When she found him, he was in the kitchen, but he wasn’t making dinner even though it was nearly five in the afternoon. They seemed to eat earlier here than they did in Pennsylvania, in part because Mom didn’t have such a long commute and got home earlier, but also because everyone here just seemed to do everything earlier. In Pennsylvania, Dad had usually done the cooking in those three- or four-day periods when he had been home and Mom had fed them when Dad had been flying. Of course, Mom’s dinners had been pretty likely to be frozen food or take-out pizza-which was absolutely fine. She was, essentially, a single parent half the time. And then there were those seasons when Mom was in a community theater drama or musical. Often those nights when Dad was flying, Garnet and Hallie would color or play games or do a little homework while eating deli sandwiches in the back of whatever gym or community center where Mom’s theater troupe was rehearsing.

When Garnet got downstairs, she found her father on his knees, rummaging through the cabinet beneath the kitchen sink.
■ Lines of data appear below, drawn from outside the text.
PR #12099, opened 2025-12-04
Adds analytics event for CLI commands

aedm:
### Related

Closes RR-2987

### What

- Adds anaytics events for CLI commands, subcommands and main flags used.


crates/top/rerun/src/commands/entrypoint.rs
```diff
@@ -1526,3 +1529,86 @@ impl ReceiversFromUrlParams {
         Ok(())
     }
 }
+
+/// Records analytics for the CLI command invocation.
+#[cfg(feature = "analytics")]
+fn record_cli_command_analytics(args: &Args) {
```
grtlr, line 1535: Should we destructure the entire `Args` to make sure that we don't miss any newly added flags? We could then also document the flags that we skip entirely.

aedm: I like that idea a lot, thanks! Done.

PR #12028, opened 2025-12-01
Mark frame based transform apis as stable

Wumpf:
### Related

* Fixes RR-2777
* Fixes RR-2699

### What

Also...

* new transform doc category https://landing-nf6b8q8x3-rerun.vercel.app/docs/reference/types/archetypes#transforms
* mark new transform fields/archetypes/examples as stable
* update example pictures
* include new hierarchy frame example on `CoordinateFrame` and `Transform3D`
    * on the later neither the new one nor the older non-frame hierarchy examples are part api doc since it got too much!

PR #12100, opened 2025-12-04
Remove most tf zombie todos

IsseW:
### Related

- Part of RR-3029

### What

Removes most zombie TODOs related to the tf project.


crates/store/re_types/src/components/transform_frame_id.rs
```diff
@@ -23,13 +23,13 @@ use ::re_types_core::{DeserializationError, DeserializationResult};
...
-/// Note that any transform logged at an entity path describes a relationship between the two transform
-/// frames represented by that entity path and its parent path,
-/// **not** the transform frame that the entity path may be using.
+/// These implicit transform frames look like `tf#path/to/entity`.
+///
+/// Note that any [`archetypes::Transform3D`][crate::archetypes::Transform3D]s logged at an entity path describes a relationship between the
+///  transform frames `parent` and `child`, **not** the transform frame that the entity path may be
+/// using. Which is defined by [`archetypes::CoordinateFrame`][crate::archetypes::CoordinateFrame].
 ///
 /// ⚠️ **This type is _unstable_ and may change significantly in a way that the data won't be backwards compatible.**
```
ntjohnson1: Is unstable different from experimental?

docs/content/reference/types/components/transform_frame_id.md
```diff
@@ -6,13 +6,13 @@ title: "TransformFrameId"
 ⚠️ **This type is _unstable_ and may change significantly in a way that the data won't be backwards compatible.**
```
ntjohnson1: Same note that you removed experimental but not unstable

crates/store/re_types/src/components/transform_frame_id.rs
IsseW: Good catch, yeah that should also be removed. Think it was missed here https://github.com/rerun-io/rerun/pull/12028

ntjohnson1: Great! I don't totally know what our process is for stabilizing things so mostly just wasn't sure if there was a distinction.

crates/store/re_types/definitions/rerun/components/transform_frame_id.fbs
```diff
@@ -2,15 +2,13 @@ namespace rerun.components;
...
-/// Note that any transform logged at an entity path describes a relationship between the two transform
-/// frames represented by that entity path and its parent path,
-/// **not** the transform frame that the entity path may be using.
-// TODO(RR-2486): Reference `CoordinateFrame` & `FrameTransform` once they exist.
-// TODO(RR-2698): Explain implicit transform frames in more detail.
+/// These implicit transform frames look like `tf#path/to/entity`.
+///
+/// Note that any [archetypes.Transform3D]s logged at an entity path describes a relationship between the
+///  transform frames `parent` and `child`, **not** the transform frame that the entity path may be
+/// using. Which is defined by [archetypes.CoordinateFrame].
```
MichaelGrupp: This sentence confuses me, had to reread a few times to make sure I get it right. Is this better?
```suggestion
/// Note that any [archetypes.Transform3D]s logged with both `parent_frame` and `child_frame` set
/// describes a relationship between these parent and child transform frames, **not** the transform frame
/// that the entity path may be using (defined by an [archetypes.CoordinateFrame]).
```

MichaelGrupp: (i.e. the statement is only true if the frame names are set, which is optional)

IsseW: I think it would technically be true even if it isn't set. If everything uses fallbacks `parent_frame` would be the entities parent implicit frame `tf#parent`. `child_frame` would be the entities implicit frame `tf#parent/child`. And the entities coordinate frame would also be `tf#parent/child`.

But I do think your phrasing is better either way

MichaelGrupp (approved):

PR #12101, opened 2025-12-04
Allow different associated entity path for static & temporal

Wumpf:
### Related

* Fixes RR-2803
* Fixes RR-3042

### What

... and log an error if we violate the invariant by changing the child_frame within static or temporal time.

Allowing different "associated entity paths" for static & temporal data greatly improves the usability story for URDF: the URDF file can log "default transforms" at static time and then we can later add animations on arbitrary timelines at a different path. I confirmed together with @MichaelGrupp that this PR has this effect! 🥳

### DIFF
--- a/crates/store/re_tf/src/transform_resolution_cache.rs
+++ b/crates/store/re_tf/src/transform_resolution_cache.rs
@@ -1309,7 +1309,7 @@ mod tests {
         PerStoreChunkSubscriber, RowId,
     };
     use re_log_types::{
-        StoreId, TimePoint, Timeline,
+        StoreId, StoreInfo, TimePoint, Timeline,
         example_components::{MyPoint, MyPoints},
     };
     use re_types::{ChunkId, archetypes};
@@ -1434,10 +1434,7 @@ mod tests {
     }
 
     fn new_entity_db_with_subscriber_registered() -> EntityDb {
-        let entity_db = EntityDb::new(StoreId::random(
-            re_log_types::StoreKind::Recording,
-            "test_app",
-        ));
+        let entity_db = EntityDb::new(StoreInfo::testing().store_id);
         let _ = TestStoreSubscriber::subscription_handle();
         entity_db
     }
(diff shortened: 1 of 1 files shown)


crates/store/re_tf/src/transform_resolution_cache.rs
```diff
@@ -680,19 +767,19 @@ impl TreeTransformsForChildFrame {
...
         // Separate check to work around borrow checker issues.
         if pinhole_projection == &CachedTransformValue::Invalidated {
             let transform = query_and_resolve_pinhole_projection_at_entity(
-                &self.associated_entity_path,
+                self.associated_entity_path(*time_of_last_update_to_this_frame),
                 self.child_frame,
                 entity_db,
-                query,
+                // Do NOT use the original query time since that may give us information about a different child frame!
+                &LatestAtQuery::new(query.timeline(), *time_of_last_update_to_this_frame),
```
Wumpf, line 782: this is actually a drive-by bugfix for a very complicated but also kinda hard to hit bug that is entirely unrelated to the goals of this PR. I pondered whether I add a test for this, but decided to let it slide so far. Having a look right now whether I can add a test for that easily

Wumpf: I experimented a bit with tests and I think we're actually very robust against this bug by now: since we're filtering the rows for the requested frame, even a too big time will always yield the correct data. 
I'm not 100% convinced though that using `&query` is _not_ a bug, conceptually it is and if a debug assertion would fire because of it I wouldn't be angry about it 😄

crates/store/re_tf/src/transform_resolution_cache.rs
```diff
@@ -2602,6 +2696,216 @@ mod tests {
...
+                    .with_parent_frame("parent_frame"),
+            )
+            .build()?;
+
+        #[derive(Debug)]
+        enum Scenario {
+            StaticAndTemporalAtOnce,
+            StaticFirstThenTemporal,
+            TemporalFirstThenStatic,
+        }
```
MichaelGrupp, line 2736: 🥇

His head and shoulders were invisible inside the cabinetry, and around his legs were the bottles and jars and brushes that usually were stored under there.

“Dad?”

Carefully he withdrew his upper body and sat on his heels. His hair was disheveled, and she noticed a thin trickle of sweat on his brow. He had a mug with cold coffee beside him.

“Hey, princess,” he said. He called both her and her sister princess. It was a term of endearment, but no more specific than honey or darling. “What do you need?”

“Can you help me with my math?” She held out the workbook like an offering, both of her hands beneath it as if she were presenting a sacred text to a rabbi or priest.

He was silent for a moment, and she wondered after she had spoken if this might be one of those instances that would be important years from now: the first time her dad had helped her with her math after the accident. A great step forward in the march back to normalcy. But when the moment grew long and still he had said nothing, she decided she was wrong: This would instead be merely one more of those times when her dad’s behavior would suggest it was going to be a long, long time before he was better.

“I mean, if you’re busy, I can probably figure it out myself,” she continued. She knew that sometimes she made people uncomfortable when she grew quiet. They feared she was about to have a seizure and go into a trance. Especially lately. But often it was just easier to say nothing and let everyone else do the talking, the deciding, and the… worrying. And it was nice to daydream. She liked the visions that sometimes marked the seizures. She wondered if her dad now had them, too.

“Oh, I’m not doing anything important,” he said finally.

“Cleaning?” she asked. “Organizing?”

“Something like that. I keep expecting to find a secret compartment back there.”